■ What you need to do
In the listing below, count each line that contains "pretty". The reply is that count and nothing else.

■ The input

......

PR #60, opened 2021-05-11
Sort html file listing alphabetically

soenkehahn:


src/request_handler.rs
```diff
@@ -241,6 +252,23 @@ pub(crate) mod tests {
     });
   }
 
+  #[test]
+  fn listing_is_sorted_alphabetically() {
+    test(|url, dir| async move {
+      let www = dir.join("www");
+      std::fs::write(www.join("b"), "").unwrap();
+      std::fs::write(www.join("c"), "").unwrap();
+      std::fs::write(www.join("a"), "").unwrap();
```
soenkehahn, line 261: The order of read directory entries is both platform and filesystem dependent. (See [here](https://doc.rust-lang.org/std/fs/fn.read_dir.html#platform-specific-behavior). This is the documentation for `std::fs::read_dir`, but I think it applies to `tokio::fs::read_dir` as well.) This test (with files `b`, `c` & `a`, written in that order) seems to fail consistently on my machine when not sorting the output of `read_dir`. (We could try to come up with a more robust test with e.g. [`proptest`](https://crates.io/crates/proptest), but I think that's not necessary.)

src/request_handler.rs
```diff
@@ -67,8 +68,8 @@ impl RequestHandler {
         }
         body {
           ul {
-            @while let Some(entry) = read_dir.next_entry().await? {
-              @let file_name = entry.file_name().to_string_lossy().into_owned();
+            @for entry in files {
+              @let file_name = entry.to_string_lossy().into_owned();
```
casey, line 72: What about `file_name{,s}`?

```suggestion
            @for file_name in file_names {
              @let file_name = file_name.to_string_lossy();
```

I think we can avoid calling `into_owned` because we're not creating a temporary.

src/request_handler.rs
casey: I'm fine without a more robust test.

src/request_handler.rs
```diff
@@ -87,6 +88,16 @@ impl RequestHandler {
     Ok(Response::new(Body::from(body.into_string())))
   }
 
+  async fn lookup_directory(path: &Path) -> io::Result<Vec<OsString>> {
```
casey, line 91: I'm not sure how I feel about `lookup_directory`, it don't sound to me like it returns the contents of the directory.

```suggestion
  async fn entry_file_names(path: &Path) -> io::Result<Vec<OsString>> {
```

casey:
Minor suggestions, otherwise looks good.

src/request_handler.rs
```diff
@@ -56,7 +57,7 @@ impl RequestHandler {
   }
 
   async fn list_www(&self) -> io::Result<Response<Body>> {
-    let mut read_dir = tokio::fs::read_dir(&self.directory).await?;
+    let files = RequestHandler::lookup_directory(&self.directory).await?;
```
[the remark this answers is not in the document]
soenkehahn: Sounds good.

src/request_handler.rs
soenkehahn: Hmm, not sure about `entry_file_names`. Does the `entry` refer to the directory? But I also don't like `lookup_directory`. Maybe `read_dir`? Or `read_dir_sorted`?

Issue #71, opened 2021-05-26
Fix --version and --help


casey:
For both, they should display the appropriate text and then exit with `0` exit code. We'll want to check the error kind for HelpDisplayed and VersionDisplayed and handle them specially.

PR #73, opened 2021-05-27
Fix `cargo install` dependency resolution

casey:
Depends on #71.  Switches to new resolver and adds necessary hyper features.

### DIFF
--- a/justfile
+++ b/justfile
@@ -1,4 +1,4 @@
-all: build test smoke clippy fmt-check forbid
+all: build test smoke clippy fmt-check forbid check-install
 
 build:
   cargo build --all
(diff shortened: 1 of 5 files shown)


justfile
```diff
@@ -19,5 +19,11 @@ fmt-check:
 forbid:
   ./bin/forbid
 
+check-install:
```
soenkehahn, line 22: Should we add this to the `all` target?

soenkehahn (commented):
Other than my comment, LGTM!

justfile
casey: Definitely

PR #82, opened 2021-05-29
Add some styling

soenkehahn:


ATTRIBUTION.md
```diff
@@ -0,0 +1,5 @@
+# static/feather-sprite.svg
+
+Downloaded from https://unpkg.com/feather-icons/dist/feather-sprite.svg,
+following this guide: https://github.com/feathericons/feather#svg-sprite.
+See license here: https://github.com/feathericons/feather/blob/master/LICENSE
```
soenkehahn, line 5: [These icons](https://github.com/feathericons/feather) are licensed under an MIT license. I'm not sure whether we can pull them into this repo, since it's a different license. This is my attempt at doing it while giving proper attribution.

Alternatively, we could also not use these icons, of course. Although they're meant to be freely used, so hopefully we can figure this out.

soenkehahn:
This PR makes listings look like this:

image

It does pull in an icon set from [here](https://github.com/feathericons/feather) for the download icon.

ATTRIBUTION.md
casey: I think that's okay. The things that we author are licensed under the CC0, and things that we don't author are available under their respective licenses. The work as a whole is subject to the union of the restrictions of the licenses of the parts, but each separately licensed component of the work can be separated out and used/redistributed/modified according to the terms of that part's license.

This is already the case for our dependencies, all of which are currently MIT, or MIT / Apache 2.0. (You can use `cargo-lichking` to see licenses, `cargo install cargo-lichking && cargo lichking list`.)

Most commonly used licenses don't have any restrictions that we'd have trouble satisfying. (E.g. some require that you include the license, or that you attribute the author, which are all pretty easy.) The only licenses that we should watch out for are the GPL and the AGPL. If we have a GPL or AGPLed dependency, things get more complicated.

I'm usually pretty lax about attribution in projects, because nobody really cares or enforces it, but I think that adding an `ATTRIBUTION.md` as you've done is the scrupulously correct thing to do.

casey:
Looking much better already!

A few ideas:

- What do you think about reducing the size of each row? There's a lot of padding, which makes fewer items visible in a given amount of space. (A good way to get a listing with a lot of items is to do `cargo run -- --directory .` to just list the project directory. Then you can browse src and `.git` for dirs with lots of files.)

- The rows with a download icon are slightly larger than rows without a download icon. For visual consistency, they should probably be the same size.

- What do you think about making the download icon a bit smaller? More like the height of the text itself. This would also allow the rows to be smaller.

src/files.rs
```diff
@@ -136,6 +137,21 @@ impl Files {
...
+    html! {
+    svg
+      width=(size)
+      height=(size)
+      fill="none"
+      stroke="black"
+      stroke-width=(2)
+      stroke-linecap="round"
+      stroke-linejoin="round" {
+        use xlink:href="/static/feather-sprite.svg#download" {}
```
casey, line 150: This is really cool, I had no idea that you could somehow use `#…` fragment specifiers to select an icon inside of an SVG file.

src/files.rs
```diff
@@ -136,6 +137,21 @@ impl Files {
     Ok(Response::new(Body::from(body.into_string())))
   }
 
+  fn download_icon(size: u8) -> PreEscaped<String> {
+    html! {
+    svg
+      width=(size)
```
casey, line 143: Apparently you can also set these attributes with CSS:

```css
.icon {
  width: 24px;
  height: 24px;
  stroke: currentColor;
  stroke-width: 2;
  stroke-linecap: round;
  stroke-linejoin: round;
  fill: none;
}
```

This isn't that important now, but if we have more than one icon, this would allow us to avoid repeating attributes on each icon, but using, .e.g., `.icon` / `.icon-large`, etc.

README.md
```diff
@@ -36,3 +36,8 @@ You can run the tests locally with `cargo test`.
 Pull requests are tested on github actions, with the workflow defined in `.github/workflows/build.yaml`.
 You can run approximately the same tests locally with `just all`.
 (See [just](https://github.com/casey/just).)
+
+## License
+
+This software is licensed under [cc0-1.0](https://choosealicense.com/licenses/cc0-1.0/),
+unless stated otherwise in the `ATTRIBUTION.md` file.
```
casey, line 43: What do you think about:

```suggestion
Agora is licensed under [the CC0](https://choosealicense.com/licenses/cc0-1.0) with the exception of third-party components listed in [`ATTRIBUTION.md`](ATTRIBUTION.md).
```

To make it clear that Agora is always licensed under the CC0, and that it's only dependencies that have different licenses.

src/files.rs
```diff
@@ -136,6 +137,21 @@ impl Files {
     Ok(Response::new(Body::from(body.into_string())))
   }
 
+  fn download_icon(size: u8) -> PreEscaped<String> {
```
casey, line 140: Does Maud have an HTML type, that's more specific than `PreEscaped<String>`?

src/files.rs
casey: Another benefit is that the HTML will be smaller, because there won't be repeated attributes.

src/files.rs
soenkehahn: No, not really. This is just what the `html!` macro returns. It has this type alias, though: https://docs.rs/maud/0.22.2/maud/type.Markup.html. I'll switch to that.

src/files.rs
soenkehahn: Interesting. I'm switching to that.

I think there's also some advantages to trying to use Rust's abstraction mechanisms as much as possible. (And ignoring duplication in the html.) But yeah, it's a bit too early to see how this should actually be done. For one icon it certainly doesn't matter much.

README.md
soenkehahn: Very good!

src/files.rs
soenkehahn: Yeah, I agree.

I just found this deprecation notice: https://developer.mozilla.org/en-US/docs/Web/SVG/Attribute/xlink:href. So I think this should be just `href`.

ATTRIBUTION.md
soenkehahn: Yeah, I didn't even think about our rust dependencies. And in the the release binaries both rust dependencies and these icons are included. Sounds good then.

soenkehahn:
Now the rows have a smaller height, the download icon is smaller, and all the rows have the same height:
image
What do you think?

src/files.rs
```diff
@@ -116,17 +117,17 @@ impl Files {
...
                 @if file_type.is_file() {
-                  " - "
-                  a download href=(encoded) class=("download") {
-                    "download"
+                  a download href=(encoded) class="download" {
+                    (Files::download_icon())
                   }
                 }
               }
+              li class="separator" {}
```
casey, line 130: I just thought of something, I think this should be an `hr` element. There's no difference in terms of what it will look like, but `hr` is correct semantically. This is good, for example, for screen readers, which do better with semantic markup. I think this could just be `hr;`, and the CSS rule could just be `hr { … }`, i.e. it styles all `hr` elements.

casey:
Nice, looks good to me, aside from the `hr` thing.

The only thing I don't particularly like is how the download links are far away on the right, and that there's lots of whitespace, but I can't think of an obvious way to fix that, so I think we should merge this and worry about that later.

src/files.rs
soenkehahn: This is inside a `ul` element, where `hr`s are not allowed.

I *do* think that this separator is super hacky, so I wish we had a better solution. But I don't know one.

soenkehahn:
> The only thing I don't particularly like is how the download links are far away on the right, and that there's lots of whitespace, but I can't think of an obvious way to fix that, so I think we should merge this and worry about that later.

Agreed. Both on that the icons are too far away and that there's no obvious way to fix it. :|

PR #84, opened 2021-05-30
Make ./bin/forbid fail when ripgrep is not installed

soenkehahn:
`bash` is crazy.

### DIFF
--- a/bin/forbid
+++ b/bin/forbid
@@ -2,6 +2,7 @@
 
 set -euxo pipefail
 
+which rg
 ! rg \
   --glob !bin/forbid \
   --ignore-case \


casey:
Looks good.

Wow that's annoying. I have a few `bin/forbid` scripts I need to update. How did you find this?

casey:
I feel like bash scripts are so bad that we should switch to writing everything in Rust, even super trivial things like this. Plus it would give us an excuse to use `stir`.

casey (approved):

soenkehahn:
Yeah, I agree. `bash` is bad, and also, it's very nice to write scripts in the same language than the rest of the project. One downside is that `rust`'s tooling for writing self-contained scripts could be better.

PR #85, opened 2021-06-01
Improve snafu visibility attribute

casey:
This changed since I first use it. It now no longer has to be a string.


soenkehahn (approved):
LGTM.

PR #182, opened 2021-09-28
Use generic font families

casey:
I was thinking that maybe we should just use `monospace` everywhere, for a couple reasons:

- On my machine, the font in `code` blocks in rendered markdown and the font in our directory listings are different.
- I read an article (I wish I could find it now) that suggested that you should just use generic font families (`sans-serif`, `serif`, etc) because those are usually the most optimized fonts on the system, and it's hard to do better with a custom font stack.

However, `monospace` is weird, and there's an argument that we should use `font-family: monospace, monospace;`, because if you just use `font-family: monospace;`, it's smaller: https://stackoverflow.com/questions/38781089/font-family-monospace-monospace.

We could use `font-family: monospace, monospace;` everywhere, and pull in `normalize.css` which also makes all elements like `tt` and `code` use `monospace, monospace`. Which would also be fine with me.

What do you think?


soenkehahn:
Browser's are such a mess...

Yeah, we should probably use `normalize.css`. Note that the generated html from the `.index.md` files uses `<code>` tags.

PR #183, opened 2021-09-29
Deduplicate common imports in common.rs

casey:
As I've been threatening to do, I deduplicated our imports, and put everything into `common.rs` that I thought would be reasonably unambiguous.

### DIFF
--- a/src/arguments.rs
+++ b/src/arguments.rs
@@ -1,9 +1,6 @@
-use http::uri::Authority;
-use std::path::PathBuf;
-use structopt::{
-  clap::{AppSettings, ArgGroup},
-  StructOpt,
-};
+use crate::common::*;
+
+use structopt::clap::{AppSettings, ArgGroup};
 
 #[derive(Debug, StructOpt)]
 #[structopt(
--- a/src/arguments.rs
+++ b/src/arguments.rs
@@ -1,5 +1,4 @@
 use crate::common::*;
-
 use structopt::clap::{AppSettings, ArgGroup};
 
 #[derive(Debug, StructOpt)]
--- a/src/common.rs
+++ b/src/common.rs
@@ -1,0 +1,64 @@
+pub(crate) use std::{
+  convert::Infallible,
+  env,
+  ffi::OsString,
+  fs::{self, FileType},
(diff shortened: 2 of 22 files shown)


src/common.rs
```diff
@@ -0,0 +1,64 @@
...
+  io::{self, Write},
+  mem::MaybeUninit,
+  net::{SocketAddr, ToSocketAddrs},
+  path::{Path, PathBuf},
+  pin::Pin,
+  str,
+  sync::Arc,
+  task::{Context, Poll},
+  time::Duration,
+};
```
soenkehahn, line 17: Could this section be put into the following `use` statement? (I'm not really familiar with the leading `::` in imports.)

src/common.rs
```diff
@@ -0,0 +1,64 @@
...
+    Body, Request, Response, StatusCode,
+  },
+  lexiclean::Lexiclean,
+  maud::Markup,
+  serde::Deserialize,
+  snafu::{IntoError, ResultExt},
+  structopt::StructOpt,
+  tokio::{
+    io::{AsyncReadExt, AsyncWriteExt},
+    task,
```
soenkehahn, line 39: I wonder whether using `task::spawn` would be a bit confusing, since there's also `std::task` and `std::thread::spawn`. Maybe `tokio::task::spawn` would be better.

src/arguments.rs
```diff
@@ -1,9 +1,6 @@
-use http::uri::Authority;
-use std::path::PathBuf;
-use structopt::{
-  clap::{AppSettings, ArgGroup},
-  StructOpt,
-};
+use crate::common::*;
+
```
soenkehahn, line 2: Can we get rid of this newline, please?

src/tests/slow_tests.rs
```diff
@@ -1,7 +1,7 @@
 use super::*;
+
```
soenkehahn, line 2: Can we not add this newline, please?

soenkehahn (approved):
Overall, this looks nice. I left a few comments. Also: Will we get warnings if we redundantly import something, that's already imported through `common`?

PR #186, opened 2021-09-30
Add a favicon

casey:
I made a really simple favicon, just a blue circle. If anyone asks we can tell them that the blue represents Greece, for agora, and that the circle represents the circular bitcoin economy that we're trying to foster. (I.e. an economy where people both earn and spend in bitcoin.)

This PR adds it to the static file tree, and also adds a special route at `/favicon.ico` to serve it, so that it automatically gets picked up by browsers without needing a `<link rel="icon"…>` in our HTML.

It's 32x32, which seems to be the current recommendation.


casey:
Added a test, `get` checks that the status code is 200, and I assert that the content type is "image/x-icon".

PTAL.

soenkehahn (approved):
LGTM.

......

■ Output for this task
2